> Task item
Give the number of lines below that hold the string "menu", and nothing more.

> Record extracts
● ● ● ● ● ● ●

PR #2713, opened 2026-07-01
feat: revert " flip to the v3 information architecture (#2702)"

TC-MO:
This reverts commit e4463fba33a43f188c597c4e5e148e4e45fb1aa7.

PR #2702, opened 2026-06-29
feat: flip to the v3 information architecture

TC-MO:
Switches the docs from the `/platform/*` URL structure to the v3 information architecture: topic-first sections at the site root, `routeBasePath` dropped to `/`, and 301 redirects covering old URLs.

### Review by commit

The flip is categorized by concern; commits 1-2 are mechanical (bulk moves and link rewrites) and can be skimmed, the judgment lives in 3-6. Commits 7-10 are refinements from reviewing the live preview.

1. **restructure into the v3 IA** - the moves: console and collaboration fold into Account, schedules and monitoring move under Actors > running; adds the Account hub and the Get Started section. Check the destinations make sense.
2. **drop the /platform prefix from internal links** - 157 files, move-aware (relocated sections point at their new paths). Bulk rewrite; the OpenAPI source and React pages are included alongside content.
3. **flip routeBasePath + v3 navbar** - the actual routing switch, the nav items, Open source moving from nav dropdown to footer, and per-section sidebars. The core change to scrutinize.
4. **scope theme doc-content and search to the v3 roots** - `DocItemContent` allowed paths and the `SearchBar` instance check.
5. **remove the platform landing page** - the site root is the new entry point.
6. **redirect /platform/\* URLs** - nginx catch-all plus structural pre-rules for the relocated sections.
7. **label v3 section overviews** - the Actors, Storage, Proxy, and Integrations hub pages now read "Overview" and sort first.
8. **footer dedup** - drop the duplicate Open source link now that there is a dedicated Open source column.
9. **split Get Started into Agent onboarding and a Build group** - move "Apify for AI agents" out of Integrations into Get Started, and group the four build pages under an expanded Build category.
10. **remove the duplicate quick start tree** - it duplicated the new Get Started build pages; its unique Technology stack intro moved into the Actor development overview.

### Verification

- Build green at the tip, 0 broken links. The broken-anchor warnings are pre-existing and non-blocking (`onBrokenAnchors: 'warn'`).

- **nginx double-hop cleanup** - stripping `/platform/` from the ~135 existing rule targets is a separate post-flip PR; those URLs still resolve via the catch-all in the meantime, just with an extra hop.

PR #2745, opened 2026-07-07
feat: ia v3 flip

TC-MO:
Re-applies the IA v3 flip (`/platform/*` → root) after #2702 shipped, and was reverted (#2713). The root cause was nginx deploy propagation, not this config and has since been fixed.


barjin (approved):
Approving, since this is the same as https://github.com/apify/apify-docs/pull/2702.

A sidenote - I'd appreciate a more verbose PR title :) (although it doesn't really matter here in the docs)

PR #2758, opened 2026-07-10
fix: only show subnavbar in mobile menu when path matches its regex

### LINKED ISSUE #2757: The Academy subnavbar is rendered everywhere in responsive mode
Unlike the desktop mode, the mobile view renders the Academy subnavbar on non-academy pages, leading to confusion.

Image

We should only render the `Academy / Courses / Tutorials` part when in the `Academy` category.

barjin:
Mobile menu ignored subNavbar.pathRegex, unlike desktop, so it showed on every page.

Fixes #2757


TC-MO (approved):
LGTM

PR #2759, opened 2026-07-10
feat(docs): change code-block component background [internal]

birosrichard:
* changed the code block background color

Testable here: https://pr-2759.preview.docs.apify.com/actors/running


webrdaniel (approved):
✨

PR #2761, opened 2026-07-10
feat: split navbar into separate API, SDK, and CLI items

TC-MO:
More context in [this](https://apify.slack.com/archives/CQ96RHG2U/p1783680924152209) slack thread

Replace the single "APIs, SDKs & CLI" dropdown with three right-side items: API and SDK as hover dropdowns, CLI as a plain link. Each label links to its landing page (/api, /sdk, /cli) while API/SDK still reveal their sub-links on hover, and the API dropdown groups the experimental clients under a labeled subsection.

Override `DropdownNavbarItem/Desktop` so a dropdown label navigates on href (stock only navigates on to), since the shared navbar uses absolute hrefs for cross-repo links.


barjin (commented):
The design doesn't seem to work correctly in responsive mode (missing dropdown labels). Also, the `Experimental clients` label styling seems a little out of place.

Image

TC-MO:
Thanks @barjin, after all we are moving with simpler approach (but keeping this open for a while)

jancurn:
Here's another way how to do it: https://github.com/apify/apify-docs/pull/2819

TC-MO:
Superseded by #2819

PR #2762, opened 2026-07-12
docs: align list of permissions page with Console permissions modal

### LINKED ISSUE #2696: Review and update the list of available permissions
From a [Slack message](https://apify.slack.com/archives/C010Q0FBYG3/p1782317848437559).

- https://docs.apify.com/platform/collaboration/list-of-permissions
- https://docs.apify.com/platform/collaboration/organization-account/setup

Docs contain outdated screenshots (that can be most probably deleted completely) + miss info on recently added permissions.

TC-MO:
Closes https://github.com/apify/apify-docs/issues/2696


szaganek (approved):
Hm, just wondering here, because this repetitive `To learn about X, see its documentation` feels a lil heavy. Wouldn't it look better if the X was linked in the intro sentence above the table, without all this extra wording 🤔 Just an idea.

tobice (changes requested):
Hot take: Is there any value in keeping this documentation at all? This all is already available through the UI and the page brings very little added value.

One reason could be AI, which cannot access Console (yet), so at least it'd be aware of what is possible and could inform the user. But I'm not sure it's worth maintaining a page for, plus if we expose this functionality to agents, it'll be via a new, well documented API.

TC-MO:
1. Console just exposes the UI with no explanation. Sure you can infer it from context. But at the same time Console sends out users to specifically this page if you want to learn more about permissions
2. AI source of truth in 95% cases is docs.
3. If and when such functionality would be exposed, I'm happy to revisit this topic. But before that I think the page is warranted.

tobice:
> Console just exposes the UI with no explanation.

It does in the share dialog.

image

It doesn't in the organization role configuration. Adding the descriptions there sounds like a better solution, but also more work, so keeping the page makes sense :smile:

TC-MO:
@tobice I think I need your approval since you requested changes to merge that PR :) (in addition to resolving conflicts)

tobice (approved):

PR #2764, opened 2026-07-13
docs: add missing `TEST`, `CI`, and `MCP` run origins to origin table

barjin:
Updates the origin table with the new origin types (see [apify-shared-js](https://github.com/apify/apify-shared-js/blob/84114f76085c30ae780798f23cd9c8f9e3e6a8f2/packages/consts/src/consts.ts#L67) for source).

[Discussed on Slack](https://apify.slack.com/archives/CGZSN9DQC/p1783938506578589)


TC-MO (approved):
LGTM

PR #2765, opened 2026-07-13
feat: point navbar dropdown to API, SDK, and CLI landing pages

TC-MO:
Replace the eleven items in the "APIs, SDKs & CLI" dropdown with three links to the section landing pages (/api, /sdk, /cli); the detailed links now live on those pages. Extend activeBaseRegex with (/|$) so the dropdown also highlights as active on the bare landing-page URLs, not only their sub-pages.

@barjin this will supersede #2761


apify-docs-theme/src/config.js
```diff
@@ -86,72 +86,24 @@ const themeConfig = {
             {
                 label: 'APIs, SDKs & CLI',
                 type: 'dropdown',
-                activeBaseRegex: '^/(api|sdk|cli)/',
+                activeBaseRegex: '^/(api|sdk|cli)(/|$)',
```
barjin, line 89: This doesn't seem to work. See workarounds under https://github.com/facebook/docusaurus/issues/5954 (setting `activeClassName: 'navbar__link--active'`, not sure if it still works).

barjin (approved):
Thank you @TC-MO !

I'll be honest - I don't really love the UI 😅 

Image]

The navbar also worked as a language switcher between JS / Python SDKs or Clients. Now, if I accidentally land on a JS SDK page (when looking for Python), I'll have to make a loop through the landing page, which adds friction.

Anyway, the code looks fine (aside from the comment), I'll leave the UI to you guys. Approving.

TC-MO:
Thanks for comments @barjin. Good points, I think we are now trying to work within constraints of current UI, and we will definitely be making bigger redesigns and account for language switching.

TC-MO:
BTW @barjin is there a way then where we could preserve the highlight on the dropdown if on `/sdk` /`cli` or /`api` ?

barjin:
> is there a way then where we could preserve the highlight

I believe that's what I mentioned here, no?

https://github.com/apify/apify-docs/pull/2765#discussion_r3593974688

I'm not sure the ways described there do still work, but the thread seems authoritative enough. 

Lmk if that doesn't work, we can definitely try hacking it somehow

TC-MO:
oh right 🤦 my bad still hazy after catching up after a hiatus :D will try this, if it doesn't work I'll let you know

● ● ● ● ● ● ●

> Task response
2